Passing judgement on Sir Richard Henriques' report on police mishandling of sexual abuse cases, Dame Vera argued that his conclusion, that we should not simply “believe” complaints, would have a “chilling effect both on policing rape and in the confidence of sexual abuse complainants that they will be believed”.

Sir Richard’s report was triggered by the case of the paedophile fantasist Carl Beech but was broader than this, looking more generally at the police approach to cases of sexual abuse. It concluded that rather than calling alleged victims “victims” they should be called complainants and rather than believing complaints the police should investigate them.
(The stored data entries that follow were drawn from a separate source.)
PR #291, opened 2018-12-31
Filter out 0.0.0.0 "unspecified" address when adding new peer addresses

### LINKED ISSUE #282: Don't accept 0.0.0.0 as peer address
When processing peers addresses lists, any `0.0.0.0` address should be dropped, not stored. This would reduce the failed connections ratio and speed up the bootstrapping process.

aesedepece:
Fix #282

### DIFF
--- a/p2p/src/peers/mod.rs
+++ b/p2p/src/peers/mod.rs
@@ -36,6 +36,8 @@ impl Peers {
         // Note: if the peer address exists, the peer info will be overwritten
         Ok(addrs
             .into_iter()
+            // Filter out unspecified addresses (aka 0.0.0.0)
+            .filter(|address| !address.ip().is_unspecified())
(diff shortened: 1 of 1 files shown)


tmpolaczyk:
The standard library already provides some of these methods: `is_unspecified` and `is_loopback`, but the `is_global` method is not stable so we can implement it ourselves.

https://doc.rust-lang.org/std/net/enum.IpAddr.html

aesedepece:
Oh my LOL.

tmpolaczyk:
No, wait, https://doc.rust-lang.org/std/net/struct.Ipv4Addr.html provides the missing methods, you can safely remove most of the logic from this PR

aesedepece:
Past-testnet, switchable `loopback` and `global` filters may be added.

He argues that, “It should be the duty of an officer interviewing a complainant to investigate the facts objectively, impartially and with an open mind from the outset of the investigation”.

Henriques went on to explain that, “The policy of ‘believing victims’ strikes at the very core of the criminal justice process … it has and will generate miscarriages of justice on a considerable scale.”

This is basic stuff. So basic it’s hard to believe that anyone could argue against it. But the police do not only argue against this, they continue to pursue this irrational and illiberal approach to “justice” by encouraging complainants to come forward, calling them victims and telling them they will be believed.

The blanket policy of believing the victim, Sir Richard explains, is a “reversal of the burden of proof” and results in a police force who fail to appreciate that “a cardinal principle of the criminal justice system is that a complaint may be false”. In essence, the Henriques report argues that when it comes to cases of sexual abuse, the police are undermining some of the most basic principles of justice.

But this is clearly not only a police problem. It is not possible to imagine that the police, unilaterally, have gone off on a mad tangent unbeknown to politicians or the rest of the criminal justice system. Politicians and the police believe they are creating a better, more empathetic form of justice. The reality, in many respects, is that for two decades the culture of both politics and that of the police has been going backwards, moving towards a pre-modern vengeful form of victim justice.

The police should be professional, they should treat complainants with respect but then their job is to be impartial, rational and objective and to discover the truth of an allegation. A useful first step in establishing this more rational approach to justice would be to get rid of the post of Victim’s Commissioner once and for all.